Enter the Management Pack

Now that we have stored this information in the local Windows Event Log, we have the message in the perfect place for SCOM to use it.  The Management Pack is nothing but Monitors and nearly all of the Monitors do nothing but read the Event Log.

When the Monitor sees a message from the Trap Enhancer, it generates an Alert.  The Alert actually contains the Event Description, so you can read exactly what the Trap Enhancer generated in the Event Log without looking at the actual event on the server.

All Monitors are disabled by default, but we built an Override MP that enables a few Monitors, to help users get started: Monitors such as the SNMP Trap that gets sent when someone saves the configuration on a Cisco device or a notification of a network device that has been reloaded.

What About SNMP Notifications?

When an SNMP Trap is generated, there may no be a corresponding SNMP Trap to clear the state.  This is usually true for Notifications.  A notification is a message that tells you something happened, not necessarily some GOOD/BAD event.  An example of this is when there is a reload of a device.  A reload message is generated, but there is no corresponding message that will clear this message.  What typically happens in SCOM 2007 is an SNMP Trap is sent for the device and an Alert is generated.  The Alert must be manually cleared because there is no corresponding event you can use to clear the Alert.  In other words, the Alert gets generated, but it must be manually cleared.

To fix that in the Trap Enhancer Management Pack, what we have done is to use a timer to clear the Alert after a set amount of time.  These timers are individual for each SNMP Trap and can be overridden for each device.  Our defaults are for 24 hours, but this will usually be changed depending upon the SNMP Trap that is generated and the device it is generated from.

Performance:

I am sure a pressing question is: What kind of impact will this have on my server?  Well, we have performed some stress tests on the Trap Enhancer Service and the results shocked us.  The highest level we pushed the Trap Enhancer was about 30 Traps/Second.  This is an extremely high rate of messages and would probably only be found in very large networks, if ever.
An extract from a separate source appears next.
Issue #181, opened 2025-04-17
RFC: Rollup Boost HA Design


0xKitsune:
The protocol team at TFH has been exploring high availability designs for Rollup Boost and put together a design doc outlining a few options we’ve considered. Our goal is to align on an approach that’s compatible with the existing OP Stack HA deployment and prioritizes the liveliness and fault tolerance guarantees it offers.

In all cases, the most interesting finding we made was that we could push the Trap Enhancer to the brink of failure and we could make it fail.  What is interesting about it is that it actually wasn’t the Trap Enhancer Service that ended up failing.  It was the Windows SNMP Trap Service.  We were pounding the SNMP Trap Service so hard, it would crash and stop receiving trap messages.  All we would do is restart the Windows SNMP Trap Service and the Trap Enhancer Service would continue translating all incoming Trap messages.

What Lies Ahead

Even before the Trap Enhancer Service and Management Pack was finished, we started looking to the future and the enhancements we wanted to make.  Some enhancements on the horizon are:

  • Make TIF file creation and integration cleaner and easier
  • TIF design and testing tools
  • Convert TIF file format to XML
  • Build APIs into the Trap Enhancer Service
  • Add Performance Counters to the Trap Enhancer Service
  • Allow for non-TIF content to be used for translations
  • And many more.

The SNMP Trap Enhancer Service was built with a very specific purpose in mind: to take the messy, hard to read, cumbersome information from our network and make it presentable, readable, understandable, and easy to use.  Even though the Trap Enhancer Service is a major component to the solution, the complete user experience would not be possible without System Center Operations Manager.  Now we can take this information and do something useful with it, like manage networks efficiently and effectively.